- North American arcade flyer
- Developer: Konami
- Publishers: ArcadeJP: Konami/Leijac; NA: Stern Electronics; Ports NA: GCE; EU: Compu-Games A/S; EU: Milton Bradley;
- Platforms: Arcade, Vectrex, Tomy Tutor, Tomytronic
- Release: March 17, 1981 ArcadeNA: March 17, 1981; JP: March 1981; EU: 1981; VectrexOctober 1982; Tomy TutorJP: 1983; NA: 1983; ;
- Genre: Scrolling shooter
- Modes: Single-player, multiplayer
- Arcade system: Konami Scramble

= Scramble (video game) =

1981 video game

 is a 1981 horizontally scrolling shooter video game developed and published by Konami for arcades. It was distributed by Leijac for manufacture in Japan and Stern in North America. It was the first side-scrolling shooter with forced scrolling and multiple distinct levels, and it established the foundation for a new genre.

It was Konami's first major worldwide hit. In the United States, it sold 15,136 arcade cabinets within five months and became Stern's second best-selling game. Scramble was not ported to any major contemporary consoles or computers, but there were releases for the Tomy Tutor and Vectrex as well as dedicated tabletop/handheld versions. Unauthorized clones for the VIC-20 and Commodore 64 use the same name as the original.

Scrambles sequel, the more difficult Super Cobra, was released the same month in 1981. Gradius (1985) was originally intended to be a follow-up to Scramble.

==Gameplay==

The player controls a futuristic aircraft, referred to in the game as a jet, and has to guide it across scrolling terrain, battling obstacles along the way. The jet is armed with a forward-firing weapon and bombs; each weapon has its own button. The player must avoid colliding with the terrain and other enemies while simultaneously maintaining its limited fuel supply, which diminishes over time. More fuel can be acquired by destroying fuel tanks in the game.

The game is divided into six sections, each with a different style of terrain and various obstacles. There is no intermission between each section; the game seamlessly scrolls into the new terrain. Points are awarded based on the duration of survival, as well as for destroying enemies and fuel tanks. In the final section, the player must destroy a "base". Once this objective is achieved, a flag indicating a completed mission is displayed at the bottom right of the screen. The game then repeats, returning to the first section with a slight increase in difficulty, via faster fuel depletion.

===Scoring===
- Per second the jet is in play: 10 points
- Rockets: 50 points on ground, 80 in air
- UFO ships: 100 points
- Fuel tanks: 150 points
- Mystery targets: 100, 200, or 300 points
- Base at ends of levels: 800 points

The player is awarded an extra jet for scoring 10,000 points, and none more thereafter. Running out of fuel or colliding with any object or terrain destroys the jet. Once the final jet is lost, the game is over.
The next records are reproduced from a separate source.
PR #1982, opened 2025-11-02
updated to urdf parser from xmldom (rqt_joint_trajectory_controller)

### LINKED ISSUE #891: rqt_joint_trajectory_controller: Use urdf_parser
Maybe we can use the upstream [urdf_parser_py](https://github.com/ros/urdf_parser_py/tree/ros2/)? The mentioned issue got fixed years ago..

https://github.com/ros-controls/ros2_controllers/blob/925a690fcb469cb705ec67185cd67c6f1481dd61/rqt_joint_trajectory_controller/rqt_joint_trajectory_controller/joint_limits_urdf.py#L17-L20

Ashray4:
Update joint-limits parsing to use urdf_parser_py

### DIFF
--- a/rqt_joint_trajectory_controller/rqt_joint_trajectory_controller/joint_limits_urdf.py
+++ b/rqt_joint_trajectory_controller/rqt_joint_trajectory_controller/joint_limits_urdf.py
@@ -23,7 +23,8 @@
 # upper is an optional attribute, so I don't understand what's going on
 # See comments in https://github.com/ros/urdfdom/issues/36
 
-import xml.dom.minidom
+import xml.etree.ElementTree as ET
+from urdf_parser_py import urdf
 from math import pi
 
 import rclpy
@@ -45,7 +46,7 @@ def subscribe_to_robot_description(node, key="robot_description"):
     node.create_subscription(String, key, callback, qos_profile)
 
 
-def get_joint_limits(node, joints_names, use_smallest_joint_limits=True):
+def get_joint_limits(node, use_smallest_joint_limits=True):
     use_small = use_smallest_joint_limits
     use_mimic = True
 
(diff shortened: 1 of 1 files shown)


rqt_joint_trajectory_controller/rqt_joint_trajectory_controller/joint_limits_urdf.py
```diff
@@ -59,67 +60,63 @@ def get_joint_limits(node, joints_names, use_smallest_joint_limits=True):
     dependent_joints = {}
 
     if description != "":
-        robot = xml.dom.minidom.parseString(description).getElementsByTagName("robot")[0]
+
+        root = ET.fromstring(description)
+        for rc in root.findall("ros2_control"):
+            root.remove(rc)
+
+        cleaned_description = ET.tostring(root, encoding="unicode")
```
christophfroehlich, line 68: can you comment on why we need to remove this?

rqt_joint_trajectory_controller/rqt_joint_trajectory_controller/joint_limits_urdf.py
```diff
@@ -23,7 +23,8 @@
 # upper is an optional attribute, so I don't understand what's going on
 # See comments in https://github.com/ros/urdfdom/issues/36
```
christophfroehlich, line 24: if fixed, please remove L21-24

christophfroehlich (changes requested):
I have some comments.
Apart from that, I think we easily could write a unit test for this class. At least some sort of smoke test with a valid robot_description from the assets we have.

rqt_joint_trajectory_controller/rqt_joint_trajectory_controller/joint_limits_urdf.py
Ashray4: When i tested with ros2_control_demos , i got these unknown tags 
```
ros2 run rqt_gui rqt_gui --force-discover -s rqt_joint_trajectory_controller
Waiting for the robot_description!
Waiting for the robot_description!
Waiting for the robot_description!
Unknown tag "ros2_control" in /robot[@name='2dof_robot']
```
also while testing with some robot descriptions with inertial tags as well
```
Unknown attribute "iyx" in /robot[@name='ur5e']/link[@name='robotiq_85_base_link']/inertial/inertia
Unknown attribute "izx" in /robot[@name='ur5e']/link[@name='robotiq_85_base_link']/inertial/inertia
Unknown attribute "izy" in /robot[@name='ur5e']/link[@name='robotiq_85_base_link']/inertial/inertia
```

christophfroehlich: ok it seems that the parser is very strict with that. iyx/izx/izy does not exist in the [spec](https://wiki.ros.org/urdf/XML/link), this really is an issue in the URDF. 

Unless there isn't a possibility to switch to a robust mode in the urdf module, your fix seems to be fine!

Ashray4: i will check if there is a possibility of the robust mode, and also write the test case as you mentioned

christophfroehlich:
supersed by #2254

==Development and release==
The United States Court of Appeal states the following regarding the game's development and release:

In January 1981 at a London trade exhibit Stern became aware of Scramble, an electronic video game developed in late 1980 by a Japanese corporation, Konami Industry Co., Ltd. The audiovisual display constituting what Stern alleges is the copyrightable work was first published in Japan on January 8, 1981. Stern secured an exclusive sub-license to distribute the Scramble game in North and South America from Konami's exclusive licensee, and began selling the game in the United States on March 17, 1981.

===Handheld versions===
A dedicated Tomytronic version of Scramble was released in 1982. A second electronic tabletop version of Scramble was released the same year in the UK by Grandstand under licence from Japanese firm Epoch Co., who sold the game in Japan under the title Astro Command. Gameplay differs from the arcade version as no scenery is rendered and the ship has no need to refuel. A handheld compact LCD version known as "Pocket Scramble" was released the following year. Scramble was also made available on the 2002 Game Boy Advance cartridge Konami Collector Series Arcade Advanced. This version is a close port of the original game in the arcade cabinet.

==Reception==
Scramble was commercially successful and critically acclaimed. In its February 1982 issue, Computer and Video Games magazine said it "was the first arcade game to send you on a mission and quickly earned a big following". In the United States, the game sold 10,000 arcade cabinets worth in sales within two months of release in 1981, and it topped the US monthly RePlay arcade charts in June 1981. It sold 15,136 arcade cabinets in the United States within five months, by August 4, 1981, becoming Stern's second best-selling game after Berzerk. Its sequel, the more difficult Super Cobra, sold 12,337 cabinets in the U.S. in four months that same year, adding up to 27,473 U.S. cabinet sales for both, by October 1981. In Japan, Scramble was tied with Jump Bug and Space Panic as the 14th highest-grossing arcade video game of 1981.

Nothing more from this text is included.